- Nickname: Dushman
- Born: March 9, 1966 Yerevan, Armenian SSR, Soviet Union
- Died: July 3, 1992 (aged 26) Myurishen, Nagorno-Karabakh
- Buried: Yerablur
- Allegiance: Armenian Revolutionary Federation
- Service years: 1984–1986 (Afghanistan) 1989–1992 (Karabakh)
- Conflicts: Soviet–Afghan War First Nagorno-Karabakh War
- Awards: Medal "For Courage" Jubilee Medal "70 Years of the Armed Forces of the USSR" Order of Combat Cross

= Vardan Stepanyan =

Armenian military commander

Vardan Stepanyan (Վարդան Ստեփանյան; March 9, 1966 – July 3, 1992), better known as Dushman Vardan, (Note: Դուշման Վարդան, "dushman" is Persian for "enemy".) was an Armenian military commander during the First Nagorno-Karabakh War. He is considered a hero in Armenia.

==Early life and service in Afghanistan==
Vardan Stepanyan was born on March 9, 1966, in Yerevan, Soviet Armenia. After finishing the Tumanyan School #32 of Yerevan in 1983, he was drafted to the Soviet army. He served in Afghanistan from 1984 to 1986. For his service there, Stepanyan was awarded with Medal "For Courage" and Jubilee Medal "70 Years of the Armed Forces of the USSR". After being discharged from the Red Army, Stepanyan was admitted into the Yerevan State University Department of Law.

==Karabakh war==
Stepanyan joined the Karabakh movement in early 1988. He initially led the group of Armenian veterans of the Afghanistan War in transferring weapons and equipment to Karabakh Armenians. Since 1989, Stepanyan participated in self-defense in Ijevan, Noyemberyan, Shamshadin. Ararat, Vardenis and Goris. In 1991 amid the escalation of the First Nagorno-Karabakh War, Stepanyan moved to Karabakh and took active role in the battles in Khojaly, Lesnoy, Krzhkan, Malybeyli, Lachin, Martakert, Askeran, Berdadzor, etc. In December 1991, the last Soviet forces withdrew from the region leaving Armenian irregulars against Azerbaijanis one on one. The Azerbaijan forces soon encircled Stepanakert, the largest city of Karabakh. He successfully led the Armenian volunteers in a battle against Azerbaijanis in Stepanakert's Krkjan district.

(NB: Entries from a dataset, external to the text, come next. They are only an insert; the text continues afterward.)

PR #806, opened 2024-03-29
feat: add ResourceAccessScopeStrategy

zoop-btc:
Related to [this hydra issue](https://github.com/ory/hydra/issues/3751).

This scope strategy splits a scope into resources delimited with `:`.
Each resource can have dynamic values if it has the suffix `-*`.
The last resource can specify a verb delimited with `.`.

The hierarchy of the matcher and scope resources needs to be identical.

Examples:
* `users.*` matches `users.read`
* `users.write` does not match `users.read`
* `users:settings` matches `users:settings`
* `users:settings` does not match `users:settings.read`
* `users:client-*.read` does match `users:client-bar.read`
* `users:client-*` does not match `users:client-bar.read`
* `users:client-*.*` does match `users:client-foo.write`

Open questions:
Should I make the resource/verb delimiter configurable? What about allowing dynamic resources?

### DIFF
--- a/scope_strategy.go
+++ b/scope_strategy.go
@@ -83,3 +83,69 @@ func WildcardScopeStrategy(matchers []string, needle string) bool {
 
 	return false
 }
+
+func ResourceAccessScopeStrategy(matchers []string, needle string) bool {
+	needleResources := strings.Split(needle, ":")
+
+matcherloop:
+	for _, matcher := range matchers {
+		matcherResources := strings.Split(matcher, ":")
+
+		if len(matcherResources) != len(needleResources) {
+			continue matcherloop
+		}
+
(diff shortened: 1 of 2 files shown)


medhost-chara:
Before I open a separate discussion, I wanted to check if there are plans for defining a scope matching strategy for use in ORY Hydra. As part of the Smart App Launch US HTI-1 Guidelines to support Smart App Launch 2.0.0 - the scope formats were updated to the following format: https://hl7.org/fhir/smart-app-launch/STU2/scopes-and-launch-context.html#scopes-for-requesting-clinical-data

zoop-btc:
closing this since there is no interest by devs it seems

PR #814, opened 2024-07-09
fix: require redirect_uri for OpenID Connect calls

aeneasr:
Fixes an issue where Authorize Requests which were intended for an OpenID Connect 1.0 client would incorrectly be allowed when missing the redirect URI when it's required by the specification.

Closes https://github.com/ory/fosite/issues/685
Closes https://github.com/ory/fosite/pull/762

BREAKING CHANGES: Going forward, calls to `/oauth2/auth` which trigger OpenID Connect require the `redirect_uri` query parameter to be set.


aeneasr:
Blocked until August 1st

alnr (approved):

On May 8–9, 1992, the Armenian forces captured Shusha, thus breaking the siege of Stepanakert and forcing the Azeris to retreat. Stepanyan actively participated in the "Liberation of Shushi" as Armenians say it. Azerbaijan launched Operation Goranboy in mid-June, pushing Armenian forces back from northern Karabakh. Vardan Stepanyan was killed by a mine explosion on July 3, 1992, in Myurishen village of the Martuni Province.

==Legacy and memory==
Stepanyan was buried at Yerablur military cemetery in Armenia's capital Yerevan. He was posthumously awarded with First Degree Order of the Combat Cross of the Nagorno-Karabakh Republic in 1993 and Second Degree Order of the Combat Cross of Armenia in 1996.

One of the auditoriums of the Department of Law of the Yerevan State University was named after him in 1994. A street in Shushi was named "Dushman Vardan Stepanyan", while his museum operates in Yerevan. A statue of him was erected near Myurishen village.